• **How to complete this task**: Copy each line containing "loop" from the listing below.

• **Listed entries**:
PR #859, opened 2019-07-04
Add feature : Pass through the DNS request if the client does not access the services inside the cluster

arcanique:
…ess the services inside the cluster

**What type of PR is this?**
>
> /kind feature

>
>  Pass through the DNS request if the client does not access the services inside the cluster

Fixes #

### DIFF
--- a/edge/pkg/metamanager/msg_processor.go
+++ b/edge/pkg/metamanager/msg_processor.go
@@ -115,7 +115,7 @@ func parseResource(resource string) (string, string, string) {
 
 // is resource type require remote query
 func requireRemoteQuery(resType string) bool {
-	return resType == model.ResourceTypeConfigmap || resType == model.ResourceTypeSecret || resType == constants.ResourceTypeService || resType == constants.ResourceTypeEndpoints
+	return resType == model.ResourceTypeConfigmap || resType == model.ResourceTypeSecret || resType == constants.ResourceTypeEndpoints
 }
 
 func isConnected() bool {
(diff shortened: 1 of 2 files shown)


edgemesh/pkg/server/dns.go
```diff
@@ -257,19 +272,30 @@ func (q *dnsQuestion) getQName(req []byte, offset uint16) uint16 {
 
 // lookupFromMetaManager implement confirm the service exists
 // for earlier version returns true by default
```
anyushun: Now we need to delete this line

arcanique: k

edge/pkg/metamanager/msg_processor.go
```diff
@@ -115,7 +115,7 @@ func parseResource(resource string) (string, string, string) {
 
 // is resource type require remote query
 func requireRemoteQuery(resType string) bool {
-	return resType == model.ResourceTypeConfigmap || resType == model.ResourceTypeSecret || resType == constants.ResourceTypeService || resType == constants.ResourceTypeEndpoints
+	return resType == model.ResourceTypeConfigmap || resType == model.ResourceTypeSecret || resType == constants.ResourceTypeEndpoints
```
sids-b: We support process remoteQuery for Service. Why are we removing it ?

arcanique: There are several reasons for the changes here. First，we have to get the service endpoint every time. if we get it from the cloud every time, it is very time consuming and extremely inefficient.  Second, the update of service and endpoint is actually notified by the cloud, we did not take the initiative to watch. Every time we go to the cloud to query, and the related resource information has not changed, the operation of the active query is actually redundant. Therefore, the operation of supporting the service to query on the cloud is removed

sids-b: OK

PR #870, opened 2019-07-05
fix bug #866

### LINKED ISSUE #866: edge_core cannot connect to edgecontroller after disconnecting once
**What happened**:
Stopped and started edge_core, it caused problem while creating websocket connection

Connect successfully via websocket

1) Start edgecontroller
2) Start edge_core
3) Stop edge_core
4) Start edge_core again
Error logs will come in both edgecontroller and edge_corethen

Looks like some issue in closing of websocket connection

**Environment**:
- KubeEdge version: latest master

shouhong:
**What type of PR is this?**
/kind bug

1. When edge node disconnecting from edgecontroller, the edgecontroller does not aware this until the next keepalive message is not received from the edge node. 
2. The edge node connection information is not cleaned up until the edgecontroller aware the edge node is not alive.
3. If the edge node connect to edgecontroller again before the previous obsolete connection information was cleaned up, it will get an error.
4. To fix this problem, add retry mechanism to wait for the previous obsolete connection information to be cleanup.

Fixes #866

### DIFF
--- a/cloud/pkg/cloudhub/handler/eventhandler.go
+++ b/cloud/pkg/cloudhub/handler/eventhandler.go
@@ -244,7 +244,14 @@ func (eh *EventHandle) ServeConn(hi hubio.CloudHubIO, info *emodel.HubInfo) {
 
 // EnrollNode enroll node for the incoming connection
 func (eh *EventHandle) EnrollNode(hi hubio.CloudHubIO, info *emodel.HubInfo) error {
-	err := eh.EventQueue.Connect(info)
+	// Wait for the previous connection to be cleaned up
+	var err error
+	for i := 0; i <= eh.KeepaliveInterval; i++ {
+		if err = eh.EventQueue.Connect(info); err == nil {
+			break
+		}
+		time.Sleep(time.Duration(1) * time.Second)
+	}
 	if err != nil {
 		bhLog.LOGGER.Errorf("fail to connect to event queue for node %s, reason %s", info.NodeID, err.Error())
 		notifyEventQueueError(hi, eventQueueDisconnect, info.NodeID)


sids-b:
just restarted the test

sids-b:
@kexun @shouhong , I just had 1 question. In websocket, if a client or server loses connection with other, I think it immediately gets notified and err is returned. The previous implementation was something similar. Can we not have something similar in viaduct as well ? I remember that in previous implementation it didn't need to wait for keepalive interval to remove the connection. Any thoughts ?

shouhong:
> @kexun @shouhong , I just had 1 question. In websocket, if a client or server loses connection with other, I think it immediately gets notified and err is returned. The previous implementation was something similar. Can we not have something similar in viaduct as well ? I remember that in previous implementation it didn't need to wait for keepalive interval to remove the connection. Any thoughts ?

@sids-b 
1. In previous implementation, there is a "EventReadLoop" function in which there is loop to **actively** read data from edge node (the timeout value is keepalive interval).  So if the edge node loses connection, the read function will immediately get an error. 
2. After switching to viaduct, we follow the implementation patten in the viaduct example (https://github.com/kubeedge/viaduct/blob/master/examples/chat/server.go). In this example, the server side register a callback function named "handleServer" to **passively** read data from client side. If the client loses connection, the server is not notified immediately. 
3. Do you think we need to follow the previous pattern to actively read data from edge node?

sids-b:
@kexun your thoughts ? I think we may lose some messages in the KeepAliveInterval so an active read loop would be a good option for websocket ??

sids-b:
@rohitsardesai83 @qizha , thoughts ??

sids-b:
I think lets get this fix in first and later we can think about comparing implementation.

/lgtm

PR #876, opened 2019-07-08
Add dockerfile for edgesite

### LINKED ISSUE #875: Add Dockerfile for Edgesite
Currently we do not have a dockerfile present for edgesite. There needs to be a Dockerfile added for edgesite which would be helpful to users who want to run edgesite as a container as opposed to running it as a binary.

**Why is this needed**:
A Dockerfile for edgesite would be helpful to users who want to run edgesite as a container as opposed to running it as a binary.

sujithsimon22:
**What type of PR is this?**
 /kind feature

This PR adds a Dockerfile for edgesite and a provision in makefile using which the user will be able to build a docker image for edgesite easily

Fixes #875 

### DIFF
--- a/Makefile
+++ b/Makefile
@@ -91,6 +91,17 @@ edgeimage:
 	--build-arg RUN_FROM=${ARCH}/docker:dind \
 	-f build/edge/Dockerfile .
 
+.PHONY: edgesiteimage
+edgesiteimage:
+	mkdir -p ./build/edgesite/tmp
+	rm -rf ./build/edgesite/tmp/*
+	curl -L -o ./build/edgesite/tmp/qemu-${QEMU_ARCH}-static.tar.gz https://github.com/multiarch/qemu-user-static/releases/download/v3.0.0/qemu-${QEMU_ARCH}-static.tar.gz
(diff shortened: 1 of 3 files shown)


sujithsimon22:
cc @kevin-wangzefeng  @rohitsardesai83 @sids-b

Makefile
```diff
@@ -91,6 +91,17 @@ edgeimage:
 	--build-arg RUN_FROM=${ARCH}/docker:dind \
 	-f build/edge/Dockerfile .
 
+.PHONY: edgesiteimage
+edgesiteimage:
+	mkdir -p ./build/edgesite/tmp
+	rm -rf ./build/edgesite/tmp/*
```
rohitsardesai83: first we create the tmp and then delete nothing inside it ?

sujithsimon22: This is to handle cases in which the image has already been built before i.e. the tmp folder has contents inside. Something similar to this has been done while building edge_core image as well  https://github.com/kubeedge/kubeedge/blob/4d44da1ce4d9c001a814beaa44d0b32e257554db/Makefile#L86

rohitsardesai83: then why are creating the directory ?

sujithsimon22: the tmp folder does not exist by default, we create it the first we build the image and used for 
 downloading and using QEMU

• **Exercise answer**:
1. In previous implementation, there is a "EventReadLoop" function in which there is loop to **actively** read data from edge node (the timeout value is keepalive interval).  So if the edge node loses connection, the read function will immediately get an error. 
@kexun your thoughts ? I think we may lose some messages in the KeepAliveInterval so an active read loop would be a good option for websocket ??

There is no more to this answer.